TASK OBJECTIVE: Which lines in the records below hold the word "hardware"? Copy each of them.

=== Begin Enclosure ===

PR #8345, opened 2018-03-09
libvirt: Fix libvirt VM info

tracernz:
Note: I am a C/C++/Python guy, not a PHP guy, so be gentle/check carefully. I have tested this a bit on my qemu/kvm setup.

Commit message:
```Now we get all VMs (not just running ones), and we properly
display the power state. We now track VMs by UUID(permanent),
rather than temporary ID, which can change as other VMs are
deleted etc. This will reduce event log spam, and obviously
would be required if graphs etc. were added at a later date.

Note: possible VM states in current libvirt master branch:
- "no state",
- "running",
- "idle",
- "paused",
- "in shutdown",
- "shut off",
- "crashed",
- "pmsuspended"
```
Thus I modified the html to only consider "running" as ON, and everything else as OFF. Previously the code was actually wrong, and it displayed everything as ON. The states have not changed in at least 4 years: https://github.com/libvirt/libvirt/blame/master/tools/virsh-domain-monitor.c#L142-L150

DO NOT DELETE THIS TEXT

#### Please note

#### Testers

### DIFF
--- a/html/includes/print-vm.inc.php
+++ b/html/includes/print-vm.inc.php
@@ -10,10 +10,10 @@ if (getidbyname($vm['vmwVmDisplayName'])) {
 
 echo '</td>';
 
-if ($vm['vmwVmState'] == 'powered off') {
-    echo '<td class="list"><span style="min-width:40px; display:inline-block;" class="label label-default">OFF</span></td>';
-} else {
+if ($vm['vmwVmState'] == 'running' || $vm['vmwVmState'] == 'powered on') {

=== End Enclosure ===
=== Begin Enclosure ===

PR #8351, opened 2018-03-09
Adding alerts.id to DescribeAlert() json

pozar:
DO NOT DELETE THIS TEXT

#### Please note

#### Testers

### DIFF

=== End Enclosure ===
=== Begin Enclosure ===

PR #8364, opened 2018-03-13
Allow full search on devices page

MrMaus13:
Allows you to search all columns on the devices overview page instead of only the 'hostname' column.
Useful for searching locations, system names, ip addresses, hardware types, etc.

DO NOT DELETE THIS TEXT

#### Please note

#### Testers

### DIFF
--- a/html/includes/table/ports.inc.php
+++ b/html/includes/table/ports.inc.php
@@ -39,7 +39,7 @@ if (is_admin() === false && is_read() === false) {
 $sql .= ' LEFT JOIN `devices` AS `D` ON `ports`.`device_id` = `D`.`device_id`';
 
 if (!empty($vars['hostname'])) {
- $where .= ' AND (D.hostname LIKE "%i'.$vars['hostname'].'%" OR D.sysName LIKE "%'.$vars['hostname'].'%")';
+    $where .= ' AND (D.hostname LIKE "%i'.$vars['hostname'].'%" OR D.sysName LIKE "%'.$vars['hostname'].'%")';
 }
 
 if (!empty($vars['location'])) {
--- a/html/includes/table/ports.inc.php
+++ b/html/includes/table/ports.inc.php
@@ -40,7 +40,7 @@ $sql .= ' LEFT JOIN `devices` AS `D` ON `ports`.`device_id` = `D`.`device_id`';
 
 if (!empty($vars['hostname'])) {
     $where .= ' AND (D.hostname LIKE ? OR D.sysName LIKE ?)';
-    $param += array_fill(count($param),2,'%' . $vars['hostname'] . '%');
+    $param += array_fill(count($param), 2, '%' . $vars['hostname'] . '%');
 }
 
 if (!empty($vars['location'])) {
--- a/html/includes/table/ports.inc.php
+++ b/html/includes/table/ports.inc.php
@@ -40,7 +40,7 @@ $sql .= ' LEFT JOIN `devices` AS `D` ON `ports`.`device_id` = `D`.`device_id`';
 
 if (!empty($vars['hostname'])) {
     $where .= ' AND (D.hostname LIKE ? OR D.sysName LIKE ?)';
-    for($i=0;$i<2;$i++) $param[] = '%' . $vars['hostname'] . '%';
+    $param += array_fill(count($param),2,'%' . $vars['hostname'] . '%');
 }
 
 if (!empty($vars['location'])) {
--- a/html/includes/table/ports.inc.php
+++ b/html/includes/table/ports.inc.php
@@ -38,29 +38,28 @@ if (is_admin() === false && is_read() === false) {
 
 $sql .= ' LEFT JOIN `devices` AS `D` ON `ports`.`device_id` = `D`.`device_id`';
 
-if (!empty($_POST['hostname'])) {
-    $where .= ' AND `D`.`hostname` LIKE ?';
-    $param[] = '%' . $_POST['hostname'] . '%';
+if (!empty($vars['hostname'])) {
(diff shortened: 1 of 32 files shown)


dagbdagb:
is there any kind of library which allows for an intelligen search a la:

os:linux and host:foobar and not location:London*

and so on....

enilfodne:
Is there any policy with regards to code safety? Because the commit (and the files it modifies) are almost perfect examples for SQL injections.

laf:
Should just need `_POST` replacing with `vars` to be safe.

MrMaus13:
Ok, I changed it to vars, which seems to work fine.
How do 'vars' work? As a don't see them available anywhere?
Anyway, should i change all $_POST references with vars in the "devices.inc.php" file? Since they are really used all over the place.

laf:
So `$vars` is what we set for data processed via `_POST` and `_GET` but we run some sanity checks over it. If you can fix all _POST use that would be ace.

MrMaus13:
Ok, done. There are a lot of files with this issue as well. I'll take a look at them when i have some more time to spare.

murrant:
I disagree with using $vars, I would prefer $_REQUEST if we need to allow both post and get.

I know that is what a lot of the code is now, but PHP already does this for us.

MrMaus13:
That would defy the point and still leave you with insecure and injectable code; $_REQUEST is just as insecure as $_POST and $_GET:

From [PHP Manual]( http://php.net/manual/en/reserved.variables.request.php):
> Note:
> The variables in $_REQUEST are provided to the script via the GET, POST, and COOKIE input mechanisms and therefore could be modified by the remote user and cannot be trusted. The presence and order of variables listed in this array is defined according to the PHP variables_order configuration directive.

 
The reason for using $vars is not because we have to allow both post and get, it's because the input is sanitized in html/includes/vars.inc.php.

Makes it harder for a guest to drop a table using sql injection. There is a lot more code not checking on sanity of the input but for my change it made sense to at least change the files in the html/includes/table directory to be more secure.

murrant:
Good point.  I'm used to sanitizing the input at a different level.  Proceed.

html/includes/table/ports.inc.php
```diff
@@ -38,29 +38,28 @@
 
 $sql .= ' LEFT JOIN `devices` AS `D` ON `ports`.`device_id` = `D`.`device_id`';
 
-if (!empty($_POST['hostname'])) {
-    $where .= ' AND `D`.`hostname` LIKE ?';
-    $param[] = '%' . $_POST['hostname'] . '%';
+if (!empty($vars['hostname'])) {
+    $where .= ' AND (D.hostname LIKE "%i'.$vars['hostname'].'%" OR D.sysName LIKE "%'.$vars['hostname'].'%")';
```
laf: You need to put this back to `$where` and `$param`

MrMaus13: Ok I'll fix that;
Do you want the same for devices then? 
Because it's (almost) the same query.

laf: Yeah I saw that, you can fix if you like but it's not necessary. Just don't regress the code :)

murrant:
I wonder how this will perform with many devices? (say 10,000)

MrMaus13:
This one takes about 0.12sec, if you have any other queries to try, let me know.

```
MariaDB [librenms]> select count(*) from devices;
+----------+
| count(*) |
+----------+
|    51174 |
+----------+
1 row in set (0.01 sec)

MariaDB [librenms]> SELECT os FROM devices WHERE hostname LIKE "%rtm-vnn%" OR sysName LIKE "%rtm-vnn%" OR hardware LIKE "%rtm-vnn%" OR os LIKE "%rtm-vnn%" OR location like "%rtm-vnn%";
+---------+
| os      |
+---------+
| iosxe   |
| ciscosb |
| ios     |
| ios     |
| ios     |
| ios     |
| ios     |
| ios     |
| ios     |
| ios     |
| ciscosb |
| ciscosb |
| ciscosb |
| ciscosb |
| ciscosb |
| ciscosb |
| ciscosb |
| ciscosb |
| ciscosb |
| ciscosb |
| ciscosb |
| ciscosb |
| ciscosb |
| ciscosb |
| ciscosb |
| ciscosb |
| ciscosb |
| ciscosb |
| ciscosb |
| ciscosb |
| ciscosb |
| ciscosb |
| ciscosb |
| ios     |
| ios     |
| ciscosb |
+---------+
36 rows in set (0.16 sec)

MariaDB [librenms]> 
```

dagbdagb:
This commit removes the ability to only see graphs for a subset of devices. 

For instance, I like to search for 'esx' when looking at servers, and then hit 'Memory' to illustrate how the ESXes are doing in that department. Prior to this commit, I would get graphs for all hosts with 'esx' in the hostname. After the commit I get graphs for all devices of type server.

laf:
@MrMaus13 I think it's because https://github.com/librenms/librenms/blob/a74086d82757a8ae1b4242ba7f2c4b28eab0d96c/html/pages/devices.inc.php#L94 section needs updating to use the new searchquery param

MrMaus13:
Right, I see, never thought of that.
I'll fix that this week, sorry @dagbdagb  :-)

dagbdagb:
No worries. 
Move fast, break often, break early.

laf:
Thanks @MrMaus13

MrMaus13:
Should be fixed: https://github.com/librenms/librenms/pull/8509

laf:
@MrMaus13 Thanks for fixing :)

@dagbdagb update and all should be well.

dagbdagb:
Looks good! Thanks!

=== End Enclosure ===

RESPONSE TO THIS TASK:
Useful for searching locations, system names, ip addresses, hardware types, etc.
MariaDB [librenms]> SELECT os FROM devices WHERE hostname LIKE "%rtm-vnn%" OR sysName LIKE "%rtm-vnn%" OR hardware LIKE "%rtm-vnn%" OR os LIKE "%rtm-vnn%" OR location like "%rtm-vnn%";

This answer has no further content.